I didn't go down at that stage. Esther Whitby, who was an editor who worked with me, went down and helped her, took dictation and got it, sort of, written out. She had these awful shopping bags with scribbled versions. She wrote in a completely chaotic way. A little bit of paper here, back of an envelope there, little notebook there in her scrawly, spidery handwriting. And she said herself, 'Nobody but me can make any sense of this'. And she was the only person who could.
But anyhow, she got it now finished, excepting for said she would have to come up to London. I got it typed out by someone in London. I shall have to come out to see… I must come up and see the typist, because there are two sentences that have got to be altered. But then it'll be finished and done.
So I said, 'Well, come and this is wonderful and we'd have lunch and we'll celebrate and how delightful'. I knew where she was going to be staying, so I rang up the hotel that morning to say, 'I shall be picking you up at half past 12', or whatever. And the woman at the hotel said, 'Thank God, somebody knows the lady. She's had a heart attack'.
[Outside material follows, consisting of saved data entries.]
PR #159, opened 2016-08-08
use ref constructor for EclipseState

pgdr:
The EclipseState object takes a `Deck&`.  The `shared_ptr` constructor will be deprecated in the future.


pgdr:
This is a trivial change in order for material to not break in the future.  I will self-merge it in a couple of days if nobody objects.

andlaus:
> I will self-merge it in a couple of days if nobody objects.

no need for that, merging...

PR #167, opened 2016-09-09
remove the ENDSCALE options check, they're handled by flow.

qilicun:
Since this part has already been handled by opm-simulator, so we should remove this part from opm-material.


andlaus:
sorry for being so late: I somehow missed the the email about the creation of this PR.

In principle, I think that the proper place for such consistency checks is the `EclMaterialLawManager` class. The reason is that the code will screw-up if something's wrong and `flow` is not necessarily the only user of this code.

that said, I'm not very dogmatic on that front and most of the consistency checks are already in the other modules, so I'll merge this PR for now.

PR #170, opened 2016-10-14
The great shared_ptr purge

jokva:
Downstream of https://github.com/OPM/opm-parser/pull/939


andlaus:
all good, merge once necessary.

(I guess this will lead to some minor conflicts with the as of yet unmerged JFUNC PR, but I'll handle these when the time comes...)

jokva:
Likely, as I'm touching a LOT of code. Most changes are -> to . though.

andlaus:
> Most changes are -> to . though.

that's why I'm not worried about these conflicts. go ahead as you like.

So I tore around to the hotel, and I found this poor old thing. And the first thing I had to do with Jean was pack her up, put her in an ambulance, and get her into St Mary's hospital. And she said, 'Promise me one thing. Promise me one thing. You're never going to publish that book until I've finished it'. And of course I had to say, 'Yes, of course, I absolutely promise'. It was only these two sentences that were left. You know, it could perfectly well have been published. And I then went away, saying to myself, 'Well now if she dies, oh my God, am I going to have to keep that promise?' Actually, I never would have, because I could perfectly well have went around and got to these two sentences and could have put a footnote, saying, 'Had she lived, she was going to alter them, but we don't know how'. But I thought, 'Well, perhaps, perhaps'… her brother did surface enough to be in touch and to know that she was in hospital. And I thought, 'If I ask him to go to the cottage and get all those bags out from under the bed, I might be able to sort of find out by going through them what it is that she is wanting to alter'. Because I knew where it was, about. And he did that and he brought it up. And it was absolutely hopeless. Nobody could possibly have found out. And so we… she never knew that I'd done that. We took it all back and put it back exactly as he found it, we left it. And anyway, she didn't die. She came around above that. And quite a long time after that, I mean she was too weak to do anything for a long time, but apparently either she had a new doctor, or her old doctor gave her a new drug. Something happened that she suddenly felt rather better and was able to do the tiny, last finishing touch.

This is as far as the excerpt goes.